Suppose you do squats with 2 times your body weight, so total 1G+2G = 3 G. And you perform 4 sets of 10 reps, total 40 reps. You might perform the squat in 3 seconds, going down and coming up again. Now 40 reps times 3 seconds = 120 seconds, or 2 minutes times 3 G = 6 Gminutes, this is the total load for your anti-gravity muscles or extensors. You can compare this to „time-under tension“.

Hypergravity training consists of wearing a weight vest of 13 % of your body weight = let us say 0.1 G, total 1G + 0.1G =1.1 G, but during 14 hours a day, (considering 8 hours of sleep and 2 hours of normal training in which you do not wear the vest). Now 14 hours is 840 minutes times 1.1 G = 924 Gminutes. Approximately 150 times more that doing the squats! What would be the effect for athletes? What do you think?

Dr.
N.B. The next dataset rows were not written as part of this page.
PR #1248, opened 2023-07-18
Attempt to add chart_type, and make most yamls pass schema

Ancairon:
chart type waas added, multiline strings have `\n`s now, but should work.

Some keys were added, but I can't control ordering in yaml, so they are not sorted. 

In yamls having only metrics I added the empty template to make them pass the schema.


ilyam8 (changes requested):
too many `\n`, sorry, wontfix

PR #1289, opened 2023-08-01
Integration categorizations

Ancairon:


modules/prometheus/metadata.yaml
```diff
@@ -4791,7 +4791,7 @@ modules:
         link: https://github.com/wikimedia/operations-software-hhvm_exporter
         icon_filename: hhvm.svg
         categories:
-          - data-collection.web-servers-and-web-proxies
+          - data-collection.containers-and-vms
```
ilyam8, line 4794: Doesn't looks like containers-and-vms to me. Why?

Ancairon: was instructed to do so, and I made this PR so everyone could add here, which wasn't the case after all. Isn't this https://hhvm.com/ ?

ilyam8: Yes, it is.

> HHVM is an [open-source](http://github.com/facebook/hhvm) virtual machine designed for executing programs written in [Hack](http://hacklang.org/)

Doesn't look like it is our containers-and-vms category.

PR #1292, opened 2023-08-01
Update prometheus metadata.yaml

sashwathn:
Updated icon for DNSBL

PR #1296, opened 2023-08-01
Update metadata.yaml

sashwathn:
Moved Crowdsec, OpenVAS and Clam related integrations to data-collection.security-systems category


ilyam8:
Fixed in #1292

PR #1298, opened 2023-08-01
Update metadata.yaml

sashwathn:
Updated categories for Mesos and Slurm to data-collection.ci-cd-systems


ilyam8:
Fixed in #1292

PR #1253, opened 2023-07-20
add prometheus integrations to multi_metadata.yaml

shyamvalsan:
Keywords still to be updated.

PR #1303, opened 2023-08-01
Change Prometheus Exporter Categorizations

ralphm:


ilyam8 (approved):

ilyam8:
cc @shyamvalsan (you added initial categories in #1253)

shyamvalsan:
@ralphm @ilyam8 The base categories were just using what existed already on the website. And we need to fix stuff for sure.

- Generic data collection is intended to cover prometheus, statsd, snmp scenarios, where it can be used to collect data from a variety of sources.
- GitHub and GitHub API should both be somewhere else
- If we need a catch all, it should be "Other"
- I think @sashwathn already moved MQTT blackbox to message-brokers, PR pending
- Obervability is just about monitoring observability services
- Kubernetes vs Containers & VMs (I think the ask for a separate category for Kubernetes is from @ktsaou, we're just following the precedence from the website here)
- The notifications category has been renamed by @sashwathn to "Notifications and Incident Management" - not sure Discourse fits in either way

PR #1472, opened 2024-02-05
fix links that were missed

Ancairon:
sed doesn't seem to have picked these up in my local run, did it with vscode search and replace

we need to do the same in netdata/netdata


tkatsoulas:
did you check for all the moved files until https://github.com/netdata/netdata/commit/0a6b7315a5e0bb0a0053c0e85391a204011fb8f1?

tkatsoulas (approved):

PR #2182, opened 2026-09-15
fix: update the synth tool to match node version 22

danieljbruce:
## Description

Apiary was upgraded to Node v22 so we had to change the testing infrastructure in apiary to match Node 22 as well. However, the owlbot post-processor is still reverting changes to use the Node 18 test infrastructure as well as shown in https://github.com/googleapis/google-api-nodejs-client/pull/3999 so we have to update the synthtool here to make sure the post-processor writes changes that are Node v22 compatible.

Bosco figured it out: great effect on explosive strength and a long retention time, which means that the training effects of a three week hypergravity period last much longer than for any comparable training method.
It’s not the intensity, but the time or duration factor that produced the result. We know this in daily life: if the sun exposure is constant, 5 minutes in the sun won’t do much, but 1 hour in the same sun will give you a tan.
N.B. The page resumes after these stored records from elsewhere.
PR #328, opened 2018-12-14
Some small optimizations for stylesheet injection

developit:
This PR contains a:

- [ ] **bugfix**
- [ ] new **feature**
- [x] **code refactor**
- [ ] **test update** _(not yet!)_
- [ ] **typo fix**
- [ ] **metadata update**

### Motivation / Use-Case

There are a few cases where the code injected into a bundle could be a bit smaller. I've addressed two really simple ones here - removing the `type` property from `<link rel=stylesheet>`, and using `document.head` ([IE9+](https://developer.mozilla.org/en-US/docs/Web/API/Document/head)) instead of `getElementsByTagName('head')[0]`.

### Breaking Changes

This requires IE9+. Not sure if there's a browser support target for mini-css-extract-plugin that makes this prohibitive.

### DIFF
--- a/src/index.js
+++ b/src/index.js
@@ -353,7 +353,6 @@ class MiniCssExtractPlugin {
                   '}',
                   'var linkTag = document.createElement("link");',
                   'linkTag.rel = "stylesheet";',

There were a few disadvantages while using this method. First of all the social inconvenience of wearing a bulky vest for 14 hours (but at that time you could still go shopping in busy street without people panicking and calling the police) It was bulky and the mass was centered around the upper body only. While the 13% was OK to wear outside the track or field, training with the 13% extra was not advised due to the excess load on tendons and ligaments. These only adapt slowly to the sudden extra load.

Good news – things changed. We are now working with the same principle but with much better equipment due to better fabrics and materials, no more cotton vests and cramming little sandbags filled with sand or lead pellets in pockets.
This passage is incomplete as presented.